Issue #1798, opened 2018-11-30
Creation of components through MLContext: advanced options and other feedback


TomFinley:
In our estimators and other similar components often have advanced settings, because, sometimes people have unusual circumstances. At the same time, there is a 95% or 99% scenario for "simple" usage that most people will be happy with. For this reason we have often made a distinction between common and advanced settings, as we see here.

https://github.com/dotnet/machinelearning/blob/cb37c7e7f1e1b29b5608a2755db793c5435d10b1/src/Microsoft.ML.FastTree/TreeTrainersCatalog.cs#L29-L38

There are some possible things that excited feedback:

1. Echoing feedback seen in #1690, these things where we're making something should have the prefix `Create`, even in situations where this a catalog where we are *always* creating. Note: `Create` preferred to `Make`.

2. The worth of ASP.NET style configuration was questioned (seen above as `Action<FastTreeRegressionTrainer.Arguments> advancedSettings`), e.g., there may not be much purpose in having a delegate. The older style where it just takes the `Arguments` *period* was preferred.

3. Having this `Arguments` object as a nested class the component being created was viewed as positive, but this would be more idiomatically called `Options` -- `Arguments` was a holdover name from when these were exclusively for command line arguments, but for the API this is not a great name. So while keeping the general structure of how they are placed currently, they should probably be renamed to `Options`.

4. It is good to have the convenience for the simple arguments, however, if we have both simple and advanced settings, we should not mix them but have instead two distinct constructors/extension methods. (E.g., in the above, we would have two methods, one that took the advanced options.) To do otherwise is to invite confusion about which "wins" if we have the setting set in both.

    * Note that phase setting "set in both," which suggests that these settings object should retain the "simpler" settings in them. This reinforces feedback elsewhere as seen [here](https://github.com/dotnet/machinelearning/pull/1352#discussion_r228319239).

5. If the simple arguments are totally sufficient, then there is no need to expose this `Arguments` class in hte public API. (For practical reasons relating to command line and entry-point usage, we still need to always have these `Arguments` objects, but if they serve no purpose for the API the class can simply be made internal.)

/cc @KrzysztofCwalina, @terrajobst , on whose feedback this list is primarily based, and who can correct me and provide clarification in case I misspoke.

TomFinley:
[...]

PR #2047, opened 2019-01-07
Modify API for advanced settings. (FastTree,  RandomForest)

### LINKED ISSUE #2019: FastTree learning rate in advanced settings does not override the default value
These lines in the BoostingFastTreeTrainerBase ctor reset it to the value specified directly (or the default value):

            if (Args.LearningRates != learningRate)
            {
                using (var ch = Host.Start($"Setting learning rate to: {learningRate} as supplied in the direct arguments."))
                    Args.LearningRates = learningRate;
            }

(Reported in #1983 .)

abgoswam:
Towards #1798 . Also fixes #2019 

This PR addresses **only** the  FastTree and RandomForest algos.  For the other remaining components, we will have separate PRs.

The following 3 changes have been made:

1. Two distinct constructors/extension methods, one for simple arguments and the other for advanced options
2. Rename `Arguments` to `Options`
3. Pass `Options`  objects as arguments instead of `Action` delegate
4. Added Help text as the XML comment of `Options`
5. Rename `Options` objects  as `options`  (instead of `args` or `advancedSettings` used so far)


sfilipi:
>             public bool UnbalancedSets = false;

Might be good to put the Help text as the XML comment of the arguments. We didn't do it on the previous swap because there was half a thought for the Args classes to go away and get substituted with something else, like direct fields. 

---
Refers to: src/Microsoft.ML.FastTree/FastTreeArguments.cs:31 in b255eb3. [](commit_id = b255eb3e7b9bdb8f0fe481bbadd1cec94d724538, deletion_comment = False)

src/Microsoft.ML.FastTree/FastTreeRegression.cs
```diff
@@ -62,24 +62,39 @@ public sealed partial class FastTreeRegressionTrainer
...
+        /// </summary>
+        /// <param name="env">The private instance of <see cref="IHostEnvironment"/>.</param>
+        /// <param name="labelColumn">The name of the label column.</param>
+        /// <param name="featureColumn">The name of the feature column.</param>
+        /// <param name="weightColumn">The name for the column containing the initial weight.</param>
+        /// <param name="advancedSettings">Advanced arguments to the algorithm.</param>
+        public FastTreeRegressionTrainer(IHostEnvironment env,
+            string labelColumn,
+            string featureColumn,
+            string weightColumn,
```
artidoro: These fields are also present in the Options object I believe. I think we should not have them as arguments in the constructor to eliminate the risk of them being set in two different places.

artidoro:
@TomFinley @abgoswam 
When inspecting the Options class for FastTreeRegressionTrainer, I see that it contains the following field: `IDataView TrainData`

It seems that this could lead to confusion, as we don't set training data in the arguments. Instead we pass it to the Fit() method. Correct me if I am wrong, but I think that this field is used by the entrypoints. How would we go about removing it from the Options class then?

src/Microsoft.ML.FastTree/BoostingFastTree.cs
```diff
@@ -40,6 +39,16 @@ protected BoostingFastTreeTrainerBase(IHostEnvironment env, TArgs args, SchemaSh
             }
         }
 
+        protected BoostingFastTreeTrainerBase(IHostEnvironment env,
+            SchemaShape.Column label,
+            string featureColumn,
+            string weightColumn,
+            string groupIdColumn,
+            TArgs advancedSettings)
```
yaeldekel: >TArgs advancedSettings [](start = 12, length = 22)

Hi @Abhishek Goswami, thanks for looking into this issue. Your change will also fix the problem described in issue #2019 ([https://github.com/dotnet/machinelearning/issues/2019](https://github.com/dotnet/machinelearning/issues/2019)).

yaeldekel:
>                     Args.LearningRates = learningRate;

This doesn't need to be inside the "if" anymore, since the base ctor does not change the value of Args.LearningRates. Reporting it in a channel is also not needed.

---
Refers to: src/Microsoft.ML.FastTree/BoostingFastTree.cs:38 in b255eb3. [](commit_id = b255eb3e7b9bdb8f0fe481bbadd1cec94d724538, deletion_comment = False)

abgoswam:
The observation makes sense.  We should probably create a separate issue for this, so we investigate  why we have `IDataView TrainData`  inside `Options`,  usages etc. 

I would keep it outside the purview of this PR, because it might have side-effects which I do not want to handle in this PR.

---
In reply to: [451888937](https://github.com/dotnet/machinelearning/pull/2047#issuecomment-451888937) [](ancestors = 451888937)

src/Microsoft.ML.FastTree/BoostingFastTree.cs
abgoswam: Thanks for the info.  Will reference #2019 in my PR  so it gets closed upon merging this PR

---
In reply to: [245743197](https://github.com/dotnet/machinelearning/pull/2047#discussion_r245743197) [](ancestors = 245743197)

src/Microsoft.ML.FastTree/FastTreeRegression.cs
abgoswam: Thanks for pointing this out.  I have updated the API signature to not have these.

---
In reply to: [245607972](https://github.com/dotnet/machinelearning/pull/2047#discussion_r245607972) [](ancestors = 245607972,245603313)

abgoswam:
>             public bool UnbalancedSets = false;

fixed. 

---
In reply to: [451848307](https://github.com/dotnet/machinelearning/pull/2047#issuecomment-451848307) [](ancestors = 451848307)

---
Refers to: src/Microsoft.ML.FastTree/FastTreeArguments.cs:31 in b255eb3. [](commit_id = b255eb3e7b9bdb8f0fe481bbadd1cec94d724538, deletion_comment = False)

abgoswam:
>                     Args.LearningRates = learningRate;

fixed

---
In reply to: [452024015](https://github.com/dotnet/machinelearning/pull/2047#issuecomment-452024015) [](ancestors = 452024015)

---
Refers to: src/Microsoft.ML.FastTree/BoostingFastTree.cs:38 in b255eb3. [](commit_id = b255eb3e7b9bdb8f0fe481bbadd1cec94d724538, deletion_comment = False)

src/Microsoft.ML.FastTree/FastTreeArguments.cs
```diff
@@ -24,8 +24,11 @@ internal interface IFastTreeTrainerFactory : IComponentFactory<ITrainer>
     public sealed partial class FastTreeBinaryClassificationTrainer
     {
         [TlcModule.Component(Name = LoadNameValue, FriendlyName = UserNameValue, Desc = Summary)]
-        public sealed class Arguments : BoostedTreeArgs, IFastTreeTrainerFactory
+        public sealed class Options : BoostedTreeArgs, IFastTreeTrainerFactory
         {
+            /// <summary>
+            /// Should we use derivatives optimized for unbalanced sets?
+            /// </summary>
```
artidoro: Maybe for a summary description of an argument, it would be better to have a declarative sentence instead of a question. Could you change this to a declarative sentence?

src/Microsoft.ML.FastTree/FastTreeArguments.cs
```diff
@@ -333,72 +447,130 @@ public abstract class BoostedTreeArgs : TreeArgs
         // REVIEW: TLC FR likes to call it bestStepRegressionTrees which might be more appropriate.
         //Use the second derivative for split gains (not just outputs). Use MaxTreeOutput to "clip" cases where the second derivative is too close to zero.
         //Turning BSR on makes larger steps in initial stages and converges to better results with fewer trees (though in the end, it asymptotes to the same results).
+        /// <summary>
+        /// Use best regression step trees?
+        /// </summary>
```
artidoro: Same here if you could make this in a declarative sentence that would be better I think.

src/Microsoft.ML.FastTree/FastTreeArguments.cs
```diff
@@ -333,72 +447,130 @@ public abstract class BoostedTreeArgs : TreeArgs
...
+        /// The learning rate.
+        /// </summary>
         [Argument(ArgumentType.LastOccurenceWins, HelpText = "The learning rate", ShortName = "lr", SortOrder = 4)]
         [TGUI(Label = "Learning Rate", SuggestedSweeps = "0.025-0.4;log")]
         [TlcModule.SweepableFloatParamAttribute("LearningRates", 0.025f, 0.4f, isLogScale: true)]
         public Double LearningRates = Defaults.LearningRates;
 
+        /// <summary>
+        /// Shrinkage.
+        /// </summary>
```
artidoro: Would be great to have more than just a single word to describe this. Maybe on the tlc documentation website there is more information on this parameter.

src/Microsoft.ML.FastTree/FastTreeClassification.cs
```diff
@@ -127,26 +127,24 @@ public sealed partial class FastTreeBinaryClassificationTrainer :
...
+            double learningRate = Defaults.LearningRates)
+            : base(env, TrainerUtils.MakeBoolScalarLabel(labelColumn), featureColumn, weightColumn, null, numLeaves, numTrees, minDatapointsInLeaves, learningRate)
         {
             // Set the sigmoid parameter to the 2 * learning rate, for traditional FastTreeClassification loss
             _sigmoidParameter = 2.0 * Args.LearningRates;
         }
 
         /// <summary>
-        /// Initializes a new instance of <see cref="FastTreeBinaryClassificationTrainer"/> by using the legacy <see cref="Arguments"/> class.
+        /// Initializes a new instance of <see cref="FastTreeBinaryClassificationTrainer"/> by using the legacy <see cref="Options"/> class.
```
artidoro: >legacy [](start = 105, length = 6)

We need to change the comment.

src/Microsoft.ML.FastTree/FastTreeRanking.cs
```diff
@@ -80,17 +79,16 @@ public sealed partial class FastTreeRankingTrainer
...
-            : base(env, TrainerUtils.MakeR4ScalarColumn(labelColumn), featureColumn, weightColumn, groupIdColumn, numLeaves, numTrees, minDatapointsInLeaves, learningRate, advancedSettings)
+            double learningRate = Defaults.LearningRates)
+            : base(env, TrainerUtils.MakeR4ScalarColumn(labelColumn), featureColumn, weightColumn, groupIdColumn, numLeaves, numTrees, minDatapointsInLeaves, learningRate)
         {
             Host.CheckNonEmpty(groupIdColumn, nameof(groupIdColumn));
         }
 
         /// <summary>
-        /// Initializes a new instance of <see cref="FastTreeRankingTrainer"/> by using the legacy <see cref="Arguments"/> class.
+        /// Initializes a new instance of <see cref="FastTreeRankingTrainer"/> by using the legacy <see cref="Options"/> class.
```
artidoro: >legacy [](start = 92, length = 6)

Same here, this is not legacy now.

src/Microsoft.ML.FastTree/FastTreeRegression.cs
```diff
@@ -62,24 +62,22 @@ public sealed partial class FastTreeRegressionTrainer
...
-            Action<Arguments> advancedSettings = null)
-            : base(env, TrainerUtils.MakeR4ScalarColumn(labelColumn), featureColumn, weightColumn, null, numLeaves, numTrees, minDatapointsInLeaves, learningRate, advancedSettings)
+            double learningRate = Defaults.LearningRates)
+            : base(env, TrainerUtils.MakeR4ScalarColumn(labelColumn), featureColumn, weightColumn, null, numLeaves, numTrees, minDatapointsInLeaves, learningRate)
         {
         }
 
         /// <summary>
-        /// Initializes a new instance of <see cref="FastTreeRegressionTrainer"/> by using the legacy <see cref="Arguments"/> class.
+        /// Initializes a new instance of <see cref="FastTreeRegressionTrainer"/> by using the legacy <see cref="Options"/> class.
```
artidoro: >legacy [](start = 95, length = 6)

Not legacy.

artidoro:
In order to distinguish between the two constructors, would be great to add in summary documentation of the one that takes Options a few words explaining that this is the complete set of arguments including advanced settings. Something like: "Includes advanced options" (maybe use parameters, or settings instead of options).

src/Microsoft.ML.FastTree/FastTreeClassification.cs
```diff
@@ -127,26 +127,24 @@ public sealed partial class FastTreeBinaryClassificationTrainer :
...
         /// </summary>
-        internal FastTreeBinaryClassificationTrainer(IHostEnvironment env, Arguments args)
+        public FastTreeBinaryClassificationTrainer(IHostEnvironment env, Options args)
```
artidoro: >args [](start = 81, length = 4)

Since we are renaming the Arguments class to Options, I think we should also change the parameter name to something more in line with this change. Maybe "options", or "settings". Maybe good idea to run this through Tom, or someone else to check.

src/Microsoft.ML.FastTree/FastTreeTweedie.cs
```diff
@@ -78,9 +76,9 @@ public sealed partial class FastTreeTweedieTrainer
         }
 
         /// <summary>
-        /// Initializes a new instance of <see cref="FastTreeTweedieTrainer"/> by using the legacy <see cref="Arguments"/> class.
+        /// Initializes a new instance of <see cref="FastTreeTweedieTrainer"/> by using the legacy <see cref="Options"/> class.
```
artidoro: >legacy [](start = 92, length = 6)

Change legacy.

src/Microsoft.ML.FastTree/RandomForestClassification.cs
```diff
@@ -145,26 +145,24 @@ public sealed class Arguments : FastForestArgumentsBase
...
+            double learningRate = Defaults.LearningRates)
+            : base(env, TrainerUtils.MakeBoolScalarLabel(labelColumn), featureColumn, weightColumn, null, numLeaves, numTrees, minDatapointsInLeaves, learningRate)
         {
             Host.CheckNonEmpty(labelColumn, nameof(labelColumn));
             Host.CheckNonEmpty(featureColumn, nameof(featureColumn));
         }
 
         /// <summary>
-        /// Initializes a new instance of <see cref="FastForestClassification"/> by using the legacy <see cref="Arguments"/> class.
+        /// Initializes a new instance of <see cref="FastForestClassification"/> by using the legacy <see cref="Options"/> class.
```
artidoro: >legacy [](start = 94, length = 6)

Remove legacy.

src/Microsoft.ML.FastTree/RandomForestRegression.cs
```diff
@@ -163,26 +163,24 @@ public sealed class Arguments : FastForestArgumentsBase
...
+            double learningRate = Defaults.LearningRates)
+            : base(env, TrainerUtils.MakeR4ScalarColumn(labelColumn), featureColumn, weightColumn, null, numLeaves, numTrees, minDatapointsInLeaves, learningRate)
         {
             Host.CheckNonEmpty(labelColumn, nameof(labelColumn));
             Host.CheckNonEmpty(featureColumn, nameof(featureColumn));
         }
 
         /// <summary>
-        /// Initializes a new instance of <see cref="FastForestRegression"/> by using the legacy <see cref="Arguments"/> class.
+        /// Initializes a new instance of <see cref="FastForestRegression"/> by using the legacy <see cref="Options"/> class.
```
artidoro: >legacy [](start = 90, length = 6)

Change legacy.

src/Microsoft.ML.FastTree/TreeTrainersCatalog.cs
```diff
@@ -24,20 +24,31 @@ public static class TreeExtensions
...
+            return new FastTreeRegressionTrainer(env, labelColumn, featureColumn, weights, numLeaves, numTrees, minDatapointsInLeaves, learningRate);
+        }
+
+        /// <summary>
+        /// Predict a target using a decision tree regression model trained with the <see cref="FastTreeRegressionTrainer"/>.
+        /// </summary>
+        /// <param name="ctx">The <see cref="RegressionContext"/>.</param>
+        /// <param name="advancedSettings">Algorithm advanced settings.</param>
+        public static FastTreeRegressionTrainer FastTree(this RegressionContext.RegressionTrainers ctx,
+            FastTreeRegressionTrainer.Options advancedSettings)
```
artidoro: >advancedSettings [](start = 46, length = 16)

I agree that we should name this something different from arguments. However, now it does not only contain advanced settings, it also contains the names of the input columns, and some basic settings. Would be great if this name matched the name we give to the Options parameter in the public constructor of the trainers.

artidoro:
Sounds good, this may be outside the scope of the PR. I suspect that it is easier than we think. Maybe it simply requires that field to be made internal in the new Options class. If that's the case, maybe we can still have that as part of this PR. I will ask Tom and update this thread. 

---
In reply to: [452110380](https://github.com/dotnet/machinelearning/pull/2047#issuecomment-452110380) [](ancestors = 452110380,451888937)

src/Microsoft.ML.StaticPipe/TreeTrainersStatic.cs
```diff
@@ -45,16 +44,56 @@ public static class TreeRegressionExtensions
...
+        /// <returns>The Score output column indicating the predicted value.</returns>
+        /// <example>
+        /// <format type="text/markdown">
+        /// <![CDATA[
+        ///  [!code-csharp[FastTree](~/../docs/samples/docs/samples/Microsoft.ML.Samples/Static/FastTreeRegression.cs)]
+        /// ]]></format>
+        /// </example>
+        public static Scalar<float> FastTree(this RegressionContext.RegressionTrainers ctx,
+            Scalar<float> label, Vector<float> features, Scalar<float> weights,
+            FastTreeRegressionTrainer.Options advancedSettings,
```
artidoro: Same for static extensions, if we could rename the advancedSettings to something else it would be better I think.

artidoro: Is it possible to remove these fields?

src/Microsoft.ML.FastTree/FastTreeArguments.cs
abgoswam: i guess its one of those known terms in Gradient Boosted trees. do u have any suggestions ?

---
In reply to: [245964690](https://github.com/dotnet/machinelearning/pull/2047#discussion_r245964690) [](ancestors = 245964690)

artidoro:
From talking with Tom, it seems that this is a problem that will require a separate PR!

---
In reply to: [452273298](https://github.com/dotnet/machinelearning/pull/2047#issuecomment-452273298) [](ancestors = 452273298,452110380,451888937)

src/Microsoft.ML.FastTree/FastTreeArguments.cs
abgoswam: fixed

---
In reply to: [245963403](https://github.com/dotnet/machinelearning/pull/2047#discussion_r245963403) [](ancestors = 245963403)

src/Microsoft.ML.FastTree/FastTreeArguments.cs
abgoswam: fixed

---
In reply to: [245964319](https://github.com/dotnet/machinelearning/pull/2047#discussion_r245964319) [](ancestors = 245964319)

src/Microsoft.ML.FastTree/FastTreeClassification.cs
abgoswam: fixed

---
In reply to: [245965546](https://github.com/dotnet/machinelearning/pull/2047#discussion_r245965546) [](ancestors = 245965546)

src/Microsoft.ML.FastTree/FastTreeRanking.cs
abgoswam: fixed

---
In reply to: [245966171](https://github.com/dotnet/machinelearning/pull/2047#discussion_r245966171) [](ancestors = 245966171)

src/Microsoft.ML.FastTree/FastTreeRegression.cs
abgoswam: fixed

---
In reply to: [245966414](https://github.com/dotnet/machinelearning/pull/2047#discussion_r245966414) [](ancestors = 245966414)

src/Microsoft.ML.FastTree/FastTreeTweedie.cs
abgoswam: fixed

---
In reply to: [245968568](https://github.com/dotnet/machinelearning/pull/2047#discussion_r245968568) [](ancestors = 245968568)

src/Microsoft.ML.FastTree/RandomForestClassification.cs
abgoswam: fixed

---
In reply to: [245968731](https://github.com/dotnet/machinelearning/pull/2047#discussion_r245968731) [](ancestors = 245968731)

src/Microsoft.ML.FastTree/RandomForestRegression.cs
abgoswam: fixed

---
In reply to: [245968841](https://github.com/dotnet/machinelearning/pull/2047#discussion_r245968841) [](ancestors = 245968841)

abgoswam:
Currently the  summary documentation for  the constructor  taking `Options` argument reads  : ` Initializes a new instance of <see cref="FastTreeBinaryClassificationTrainer"/> by using the <see cref="Options"/> class.`
The `Options` summary reads  `Algorithm advanced settings`

I feel this is sufficient. Isn't it  ?  


---
In reply to: [452270462](https://github.com/dotnet/machinelearning/pull/2047#issuecomment-452270462) [](ancestors = 452270462)

TomFinley:
> @TomFinley @abgoswam
> When inspecting the Options class for FastTreeRegressionTrainer, I see that it contains the following field: `IDataView TrainData`
> 
> It seems that this could lead to confusion, as we don't set training data in the arguments. Instead we pass it to the Fit() method. Correct me if I am wrong, but I think that this field is used by the entrypoints. How would we go about removing it from the Options class then? #Closed

*Anything* relating to entry-points specifically should be `internal`, but we must do so carefully, since currently entry-points and command line processing relies on processing of fields which is currently done on *public* fields only, whereas it should be over public or internal fields. Once that is done, any fields that are relevant to entry-points only should be internal.

(This is a problem for *all* the settings objects, that they are exposing things that should not be in the public API in some cases. (Indeed entry-points will need a lot of work to make them work for estimators and transformers. Estimator graphs are sort of a "lightweight" estimator chain as they stand right now that performs absolutely no validation. But for now, anything relating to entry-points should just be hidden.)

src/Microsoft.ML.StaticPipe/TreeTrainersStatic.cs
abgoswam: @Tom.  

In the API which accepts the `Options` argument,  how do we handle the  arguments  `label`, `features`, `weights`  in the Static API ?

In the corresponding Dynamic API,  we were able to remove  the parameters  for `labelColumn`, `featureColumn` and `weightColumn`  because  these were already part of the `Options` class  


---
In reply to: [245972452](https://github.com/dotnet/machinelearning/pull/2047#discussion_r245972452) [](ancestors = 245972452)

TomFinley: You obviously cannot remove the parameters for these *here*. The options object just accepts a `string`. The entire point of the statically typed API is that someone can define a pipeline in a way that is type safe. So, no, you are not removing these parameters.

---
In reply to: [246165575](https://github.com/dotnet/machinelearning/pull/2047#discussion_r246165575) [](ancestors = 246165575,245972452)

src/Microsoft.ML.FastTree/FastTreeClassification.cs
```diff
@@ -127,27 +127,27 @@ public sealed partial class FastTreeBinaryClassificationTrainer :
...
 
         /// <summary>
-        /// Initializes a new instance of <see cref="FastTreeBinaryClassificationTrainer"/> by using the legacy <see cref="Arguments"/> class.
+        /// Initializes a new instance of <see cref="FastTreeBinaryClassificationTrainer"/> by using the <see cref="Options"/> class.
         /// </summary>
-        internal FastTreeBinaryClassificationTrainer(IHostEnvironment env, Arguments args)
-            : base(env, args, TrainerUtils.MakeBoolScalarLabel(args.LabelColumn))
+        /// <param name="env">The instance of <see cref="IHostEnvironment"/>.</param>
+        /// <param name="options">Algorithm advanced settings.</param>
+        public FastTreeBinaryClassificationTrainer(IHostEnvironment env, Options options)
```
TomFinley: >public FastTreeBinaryClassificationTrainer(IHostEnvironment env, Options options) [](start = 8, length = 81)

So, why add **two constructors**? Doesn't it suffice to just have the two overloads be on the `MLContext` extension methods? Shouldn't there just be *one* constructor? (Possibly an internal one, in which case you could avoid changing this altogether, except for the rename to options?)

src/Microsoft.ML.FastTree/TreeTrainersCatalog.cs
```diff
@@ -24,20 +24,31 @@ public static class TreeExtensions
...
             int numTrees = Defaults.NumTrees,
             int minDatapointsInLeaves = Defaults.MinDocumentsInLeaves,
-            double learningRate = Defaults.LearningRates,
-            Action<FastTreeRegressionTrainer.Arguments> advancedSettings = null)
+            double learningRate = Defaults.LearningRates)
         {
             Contracts.CheckValue(ctx, nameof(ctx));
             var env = CatalogUtils.GetEnvironment(ctx);
-            return new FastTreeRegressionTrainer(env, labelColumn, featureColumn, weights, numLeaves, numTrees, minDatapointsInLeaves, learningRate, advancedSettings);
+            return new FastTreeRegressionTrainer(env, labelColumn, featureColumn, weights, numLeaves, numTrees, minDatapointsInLeaves, learningRate);
```
TomFinley: >FastTreeRegressionTrainer(env, labelColumn, featureColumn, weights, numLeaves, numTrees, minDatapointsInLeaves, learningRate); [](start = 23, length = 126)

So, this is kind of what I mean. While these two extension methods are good, I might have preferred that we just have a *single* constructor (always taking `Options`), and we just keep the flat constructor as simple as possible (e.g., take only the `Options` class, at least publicly). If there are "N" extension methods on this (which we consider the premier public surface!) there don't have to be a corresponding "N" constructors. This could have easily (and indeed more cleanly) acheived with exactly one constructor (again possibly internal) on the underlying object that just took an `Options` object, simply. As it is we're making the underlying object considerably more complex, I think, than it really has to be.

src/Microsoft.ML.StaticPipe/TreeTrainersStatic.cs
abgoswam: Thanks Tom for the clarification.

---
In reply to: [246170641](https://github.com/dotnet/machinelearning/pull/2047#discussion_r246170641) [](ancestors = 246170641,246165575,245972452)

abgoswam:
Thanks Tom for the explanation.  I will create a separate issue for this.  

---
In reply to: [452460937](https://github.com/dotnet/machinelearning/pull/2047#issuecomment-452460937) [](ancestors = 452460937)

src/Microsoft.ML.FastTree/TreeTrainersCatalog.cs
abgoswam: Created issue #2100 to  track this. 

For now I have made the constructors internal.

---
In reply to: [246172562](https://github.com/dotnet/machinelearning/pull/2047#discussion_r246172562) [](ancestors = 246172562)

src/Microsoft.ML.FastTree/FastTreeClassification.cs
abgoswam: Created issue #2100 to  track this. 

For now I have made both the constructors internal.

---
In reply to: [246171294](https://github.com/dotnet/machinelearning/pull/2047#discussion_r246171294) [](ancestors = 246171294)

src/Microsoft.ML.FastTree/FastTreeArguments.cs
artidoro: Maybe "The shrinkage". But yes I looked it up and you are right, so not necessary.

---
In reply to: [246105587](https://github.com/dotnet/machinelearning/pull/2047#discussion_r246105587) [](ancestors = 246105587,245964690)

════════════════════

**Exercise details**. Please reproduce, exactly as written, the lines of the records from the first line through the one containing "In our estimators".

**Response**.
Issue #1798, opened 2018-11-30
Creation of components through MLContext: advanced options and other feedback


TomFinley:
In our estimators and other similar components often have advanced settings, because, sometimes people have unusual circumstances. At the same time, there is a 95% or 99% scenario for "simple" usage that most people will be happy with. For this reason we have often made a distinction between common and advanced settings, as we see here.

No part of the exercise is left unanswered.